#### Extracted material ####

PR #908, opened 2023-05-10
New instrument: Tektronix371A

sansanda:
I'd like to add an instrument. The [Tektronix 371A Curve Tracer](https://www.tek.com/en/datasheet/370b-371b-curve-tracers).
The communication is implemented according to the manufacturer's documentation and tested with the instrument. 
You can see the complete user manual [here](https://w140.com/tekwiki/images/9/91/070-8043-00.pdf).

### DIFF
--- a/pymeasure/instruments/tektronix/tek371A.py
+++ b/pymeasure/instruments/tektronix/tek371A.py
@@ -1,0 +1,837 @@
+#
+# This file is part of the PyMeasure package.
+#
+# Copyright (c) 2013-2022 PyMeasure Developers
+#
+# Permission is hereby granted, free of charge, to any person obtaining a copy
+# of this software and associated documentation files (the "Software"), to deal
+# in the Software without restriction, including without limitation the rights
+# to use, copy, modify, merge, publish, distribute, sublicense, and/or sell
+# copies of the Software, and to permit persons to whom the Software is
+# furnished to do so, subject to the following conditions:
+#
+# The above copyright notice and this permission notice shall be included in
+# all copies or substantial portions of the Software.
+#
+# THE SOFTWARE IS PROVIDED "AS IS", WITHOUT WARRANTY OF ANY KIND, EXPRESS OR
+# IMPLIED, INCLUDING BUT NOT LIMITED TO THE WARRANTIES OF MERCHANTABILITY,
+# FITNESS FOR A PARTICULAR PURPOSE AND NON INFRINGEMENT. IN NO EVENT SHALL THE
+# AUTHORS OR COPYRIGHT HOLDERS BE LIABLE FOR ANY CLAIM, DAMAGES OR OTHER
+# LIABILITY, WHETHER IN AN ACTION OF CONTRACT, TORT OR OTHERWISE, ARISING FROM,
+# OUT OF OR IN CONNECTION WITH THE SOFTWARE OR THE USE OR OTHER DEALINGS IN
+# THE SOFTWARE.
+#
+import logging
+import time
+from pyvisa import constants as pyvisa_constants
+
+from pymeasure.instruments import Instrument
+from pymeasure.instruments.validators import strict_range, truncated_discrete_set
+from pymeasure.instruments.validators import strict_discrete_set
+
+log = logging.getLogger(__name__)
+log.addHandler(logging.NullHandler())
+
+
+class WaveformPreamble:
+    """ Represents the waveform preamble for a curve data from the Tektronix model 371A.
+    The preamble contains the information needed for interpreting, scaling,
+    and labeling the numeric information of the curve.
+    This preamble is coded in ASCII characters and is readable by the operator without interpretation by the controller.
+    """
+
+    # The preamble and curve are each a string of eight-bit bytes.
+    # The preamble is a string of ASCII letters, numerals, and punctuation.
+    # Each character is represented by one byte.
+
+    # Preambles are necessary to interpret the numeric information in the curve data that follows them.
+    # Within a preamble, 26 parameters are specified.
+    # The first ten are unique to the 371B curve tracer and are included as a sub-string linked to the WFID: label.
+    # The other 16 parameters include ten that have fixed values and six that vary with the particular data sent.
+    # Within the WFID: sub-string the parameters are separated by slashes,
+    # while the entire sub-string is delimited by a pair of double quote marks.
+    # Most of the WFID: string is rather strictly defined,
+    # with each parameter value being right justified in a fixed length field.
+    # An exception is the BGM value, which may vary in field length.
+    # The remainder of the preamble uses standard punctuation.
+    # A colon links each parameter label with its corresponding value and the individual label and value pairs
+    # are separated with commas.
+
+    # A complete preamble might look like this:
+    # WFMPRE WFID:”INDEX 3/VERT 500MA/ HORIZ 1V/STEP 5V/OFFSET 0.00V/BGM 100mS/VCS 12.3/TEXT /HSNS VCE”,
+    # ENCDG:BIN, NR.PT:3,PT.FMT:XY,XMULT:+1.0E–2,XZERO:0,XOFF: 12,XUNIT:V,YMULT:+5.0E–3,YZERO:0,YOFF:12,
+    # YUNIT:A,BYT/ NR:2,BN.FMT:RP,BIT/NR:10,CRVCHK:CHKSMO,LN.FMT:DOT
+
+    def __init__(self, preamble_array):
+
+        wf_id = preamble_array[0].split("/")
+        self.n_measures_readed = int(preamble_array[2].split(":")[1].replace(" ", ""))
+        self.x_scale_factor = float(preamble_array[4].split(":")[1].replace(" ", ""))
+        self.n_horizontal_resolution_points = 1024  # screen points, like horizontal pixels in a tv screen
+        self.horizontal_range = self.x_scale_factor * self.n_horizontal_resolution_points
+        self.y_scale_factor = float(preamble_array[8].split(":")[1].replace(" ", ""))
+        self.n_vertical_resolution_points = 1024
+        self.vertical_range = self.y_scale_factor * self.n_vertical_resolution_points
+        self.horizontal_offset = int(preamble_array[6].split(":")[1].replace(" ", ""))
+        self.vertical_offset = int(preamble_array[10].split(":")[1].replace(" ", ""))
+        self.horizontal_units = str(preamble_array[7].split(":")[1].replace(" ", ""))
+        self.vertical_units = str(preamble_array[11].split(":")[1].replace(" ", ""))
+
+        self.step_size = wf_id[3].removeprefix("STEP").lstrip(" ")
+        if 'mV' in self.step_size:
+            self.step_size = float(self.step_size.removesuffix("mV")) * 1E-3
+        elif 'V' in self.step_size:
+            self.step_size = float(self.step_size.removesuffix("V"))
+
+        self.step_offset = wf_id[4].removeprefix("OFFSET").lstrip(" ")
+        if 'mV' in self.step_offset:
+            self.step_offset = float(self.step_offset.removesuffix("mV")) * 1E-3
+        elif 'V' in self.step_offset:
+            self.step_offset = float(self.step_offset.removesuffix("V"))
+
+    def __str__(self):
+
+        description = f'The Waveform Preamble is: \n' \
+                      f'Number of Measures Readed from: {self.n_measures_readed} \n' \
+                      f'Horizontal X Scale Factor: {self.x_scale_factor} {self.horizontal_units} \n' \
+                      f'Number Horizontal Range: {self.horizontal_range} \n' \
+                      f'Number Horizontal Resolution Points: {self.n_horizontal_resolution_points} \n' \
+                      f'Horizontal Offset: {self.horizontal_offset} \n' \
+                      f'Horizontal Units: {self.horizontal_units} \n' \
+                      f'Vertical Y Scale Factor: {self.y_scale_factor} {self.vertical_units} \n' \
+                      f'Number Vertical Range: {self.vertical_range} \n' \
+                      f'Number Vertical Resolution Points: {self.n_vertical_resolution_points} \n' \
+                      f'Vertical Offset: {self.vertical_offset} \n' \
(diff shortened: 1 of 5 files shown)


pymeasure/instruments/tektronix/tek371A.py
```diff
@@ -0,0 +1,859 @@
...
+    # sub-string is delimited by a pair of double quote marks. Most of the WFID: string is rather
+    # strictly defined, with each parameter value being right justified in a fixed length field.
+    # An exception is the BGM value, which may vary in field length. The remainder of the
+    # preamble uses standard punctuation. A colon links each parameter label with its
+    # corresponding value and the individual label and value pairs are separated with commas.
+
+    # A complete preamble might look like this: WFMPRE WFID:”INDEX 3/VERT 500MA/ HORIZ 1V/STEP
+    # 5V/OFFSET 0.00V/BGM 100mS/VCS 12.3/TEXT /HSNS VCE”, ENCDG:BIN, NR.PT:3,PT.FMT:XY,
+    # XMULT:+1.0E–2,XZERO:0,XOFF: 12,XUNIT:V,YMULT:+5.0E–3,YZERO:0,YOFF:12, YUNIT:A,BYT/ NR:2,
+    # BN.FMT:RP,BIT/NR:10,CRVCHK:CHKSMO,LN.FMT:DOT
```
bmoneke, line 62: why don't you include this in the device docstring as well?
That way the API contains also this relevant information.

pymeasure/instruments/tektronix/tek371A.py
```diff
@@ -0,0 +1,859 @@
...
+    # curve is represented by four bytes, 2 for the 10 bits of the X coordinate and 2 for the 10
+    # bits of the Y coordinate: XXYYXXYY . . . XXYY And finally there is one byte which is the
+    # checksum for the preceding 4098 data bytes.
+
+    # The first XXYY of the 1024 points is the first point taken whe we execute the sweep.
+    # Last point should be the coordinates 0,0.
+    # XXYY is coordinate point. Thus, we have to translate it for getting electrical values.
+
+    def __init__(self,
+                 waveform_preamble: WaveformPreamble,
```
bmoneke, line 152: In pymeasure, we do not use type hinting in this form.
Instead, we add define the parameters in the (class) docstring, where it is possible to state the type as well:
~~~
:param waveform_preample: Some description.
:type waveform_preample: WaveformPreamble
~~~

pymeasure/instruments/tektronix/tek371A.py
```diff
@@ -0,0 +1,859 @@
...
+    COLLECTOR_SUPLLY_RANGE = [0.0, 100.0]  # in % of max peak power
+    CURSOR_DOT_SET = list(range(0, 1025, 1))  # 0 is the beginning and 1024 is the end of the curve
+    HORIZONTAL_SOURCE_SET = ["STPgen", "STP", "COLlect", "COL"]
+    VERTICAL_SOURCE_SET = ["COLlect", "COL"]
+    STEP_GENERATOR_SOURCE_SET = ["VOLtage", "CURrent", "VOL", "CUR"]
+    DISPLAY_VALID_STORE_MODES = ["NST", "STO", "NSTore", "STOre"]
+    VALID_MEASUREMENT_MODES = ["REPeat", "REP", "SINgle", "SIN", "SWEep", "SWE", "SSWeep", "SSW"]
+    VALID_CURSOR_MODES = ["OFF", "DOT", "LINE", "WINDOW"]
+    VALID_V_H_COORDINATES_SET = list(range(0, 1025, 1))  # 0 is the beginning
+    # and 1023 is the end of the valid coordinates set
```
bmoneke, line 251: if 1023 is the last valid value, you should use `range(1024)`, which is equal to `range(0, 1024, 1)` as the first 0 and the last 1 are default values.
```suggestion
    VALID_V_H_COORDINATES_SET = list(range(1024))  # 0 is the beginning
    # and 1023 is the end of the valid coordinates set
```

pymeasure/instruments/tektronix/tek371A.py
```diff
@@ -0,0 +1,859 @@
...
+        super().__init__(
+            adapter,
+            "Tektronix Curve Tracer model 371A",
+            write_termination="\n",
+            read_termination="",
+            send_end=True,
+            includeSCPI=False,
+            timeout=timeout,
+            **kwargs
+        )
```
bmoneke, line 332: I'm not sure, why the test passes, but the name should be changeable:
```suggestion
    def __init__(self,
                 adapter,
                 name="Tektronix Curve Tracer model 371A"
                 query_delay=0.1,
                 write_delay=0.4,
                 timeout=5000,
                 **kwargs):
        super().__init__(
            adapter,
            name,
            write_termination="\n",
            read_termination="",
            send_end=True,
            includeSCPI=False,
            timeout=timeout,
            **kwargs
        )
```

pymeasure/instruments/tektronix/tek371A.py
```diff
@@ -0,0 +1,859 @@
...
+        self.last_write_timestamp = 0.0
+        self.srq_called = False
+
+    # ############################################
+    # # Tektronix Curve Tracer 371A SCPI commands.
+    # ############################################
+
+    id = Instrument.measurement(
+        "ID?",
+        """Return the identification of the instrument (string) """,
```
bmoneke, line 345: For a `measurement`, the docstring should start with `"Measure"` or `"Set"`, not with "Return".
There is a test in the current master, which will fail, unless you comply with this norm.

pymeasure/instruments/tektronix/tek371A.py
```diff
@@ -0,0 +1,859 @@
...
+        get_process=lambda r:
+        float(r[0].replace(" ", "").replace("READOUT", ""))
+    )
+
+    crt_readout_v = Instrument.measurement(
+        "REAdout? SCientific",
+        """Return the vertical and horizontal cursor parameters.""",
+        get_process=lambda r:
+        float(r[1])
+    )
```
bmoneke, line 416: The docstrings do not match the content!

pymeasure/instruments/tektronix/tek371A.py
```diff
@@ -0,0 +1,859 @@
...
+        """
+        stepgen_step_source_and_size = self.stepgen_step_source_and_size
+        stepgen_step_size = stepgen_step_source_and_size[1]
+        stepgen_step_source = stepgen_step_source_and_size[0]
+        max_offset = 5.0 * stepgen_step_size
+
+        if abs(offset) > max_offset:
+            offset_units = "V" if "VOLTAGE" in stepgen_step_source else "A"
+            raise ValueError(
+                f'Setting the step generator offset....\n'
```
bmoneke, line 657: You can turn it into a plain python property:
~~~python
@property
def stepgen_offset(self):
    """Control the step generator offset."""  # docstring for the property
    return some_value  # getter part

@stepgen_offset.setter
def stepgen_offset(self, value):
    pass  # setter part
~~~

pymeasure/instruments/tektronix/tek371A.py
```diff
@@ -0,0 +1,859 @@
...
+        get_process=lambda r:
+        r
+    )
+
+    def curve(self, bytes_count):
+        """
+        Asks the instrument for the curve data for the view curve when in view mode
+        or the curve data for the current display when in store mode.
+        :param bytes_count: The number of bytes to get (read) from the instrument.
+        :return: The binary data readed with the next structure
```
bmoneke, line 712: The past form is (in written english) the same as the present
```suggestion
        :return: The binary data read with the next structure
```

pymeasure/instruments/tektronix/tek371A.py
```diff
@@ -0,0 +1,859 @@
...
+
+    waveform_preamble = Instrument.control(
+        "WFMpre?", "WFMpre %s",
+        """Control the waveform preamble data for the currently displayed waveform (string).""",
+        # Response syntax
+        get_process=lambda r:
+        r
+    )
+
+    def curve(self, bytes_count):
```
bmoneke, line 707: If it is a method, it should have an "action" name, i.e. a verb, like "fetch_curve".

bmoneke (changes requested):
Thanks for your contribution.
Here are a few comments of a first round.

pymeasure/instruments/tektronix/tek371A.py
sansanda: got it. Many thanks

pymeasure/instruments/tektronix/tek371A.py
sansanda: You are right. In fact the A/D is 10 bits, so the scale is 0 - 1023. Many thanks

pymeasure/instruments/tektronix/tek371A.py
sansanda: Right. Thanks.

pymeasure/instruments/tektronix/tek371A.py
sansanda: Thanks Benedikt

pymeasure/instruments/tektronix/tek371A.py
sansanda: Solved. Thanks

pymeasure/instruments/tektronix/tek371A.py
sansanda: Right. Thanks

pymeasure/instruments/tektronix/tek371A.py
```diff
@@ -0,0 +1,859 @@
...
+        # ['VOLTAGE',2.0]. Parameters out ouf range will have no effect.
+        get_process=lambda r:
+        [r[5].split(":")[0], float(r[5].split(":")[1])] if isinstance(r, list)
+        else r.split(":")[1]
+    )
+
+    def get_stepgen_offset(self):
+        """
+
+        :return:
```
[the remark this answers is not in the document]
sansanda: Done. Thanks

pymeasure/instruments/tektronix/tek371A.py
sansanda: Done. Thanks

pymeasure/instruments/tektronix/tek371A.py
```diff
@@ -0,0 +1,859 @@
...
+        values=COLLECTOR_SUPPLY_POLARITY_MODES
+    )
+
+    cs_peakpower = Instrument.control(
+        "PKPower?", "PKPower %s",
+        """Control the collector supply peak power watts settings.""",
+        validator=strict_discrete_set,
+        values=COLLECTOR_SUPPLY_PEAKPOWER_VALUES,
+        get_process=lambda r:
+        float("".join(r.replace(" ", "")).replace("PKPOWER", ""))
```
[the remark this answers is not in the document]
sansanda: Yes, it works. The response syntax is VCSpply <data> where <data> = 0.0 or 0.1 ........ 99.9 or 100.0 I can improve the code changing it with the next: `        float(r[1]) if isinstance(r, list)
        else float("".join(r.replace(" ", "")).replace("PKPOWER", ""))`

pymeasure/instruments/tektronix/tek371A.py
```diff
@@ -0,0 +1,859 @@
...
+    )
+
+    cs_collector_supply = Instrument.control(
+        "VCSpply?", "VCSpply %f",
+        """Control the collector supply output level (from 0.0% to 100.0% in 0.1% increments).""",
```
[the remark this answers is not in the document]
sansanda: I have to give it as float with only one decimal and also inside the [0.0, 100.0] range.

pymeasure/instruments/tektronix/tek371A.py
sansanda: got it. Thanks

pymeasure/instruments/tektronix/tek371A.py
```diff
@@ -828,32 +716,340 @@ def wait_for_srq(self):
...
+        """
+        # Event code from the instrument has to be interpreted as follows:
+        #
+        # response --> 'EVENT code'
+
+        #  SYSTEM EVENT CODES
+        NO_ERROR = 0
+        POWER_ON = 401
+        MEASURE_SIGNAL_OPERATION_COMPLETE = 402
+        USER_REQUEST = 403
```
bmoneke, line 775: I think an IntEnum is more appropriate here.
IntFlag supposes, that you can have several flags at the same time and the total value is the sum of the individual values. A typical example are status bytes, where each bit signifies something different. A value of 5, for example, would indicate the first (value of 1) and the third flag (value of 4).

sansanda: Done. Thanks

pymeasure/instruments/tektronix/tek371A.py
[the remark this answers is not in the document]
sansanda: Finally I prefer to use the separator = " " option and maxsplit = 1. It becomes into a cleaner code. 
Many thanks @bmoneke

pymeasure/instruments/tektronix/tek371A.py
```diff
@@ -752,6 +752,23 @@ def initialize(self):
...
+        time.sleep(max(0, self.write_delay - actual_write_delay))
+        super().write(command, **kwargs)
+        self.last_write_timestamp = time.time()
+
+    def ask(self, command):
+        """ Overrides Instrument ask method for including query_delay time on parent call.
+        :param command: Command string to be sent to the instrument.
+        :returns: String returned by the device without read_termination.
+        """
+        return super().ask(command, self.query_delay)
```
bilderbuchi, line 770: Do you realise that you will wait `self.query_delay`+`self.write_delay`, as `ask` calls write in the background? Do you really need two different wait intervals, wouldn't the one for `write` be enough?
@bmoneke any feedback? Is there a better approach than this commit (84bdfd16d24d79da7583ae5d9f1621845d373a5d)?

bmoneke: I don't know what the instrument needs. However, in principle both delays can be necessary.
The write delay ensures a certain time between two consecutive write commands, while the query delay ensures some delay between writing and reading the answer.

From that, I do not see any issue in the logic.

However, I do see an issue in signature: if "instrument.ask" accepts a command and a "query_delay", the inheriting method should accept both parameters as well.

You can do "super().ask(command, query_delay or self.query_delay)" with a "query_delay = None" parameter.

####

### Work order
For each line above that contains the word "property", copy that line.

### Result
bmoneke, line 657: You can turn it into a plain python property:
@property
    """Control the step generator offset."""  # docstring for the property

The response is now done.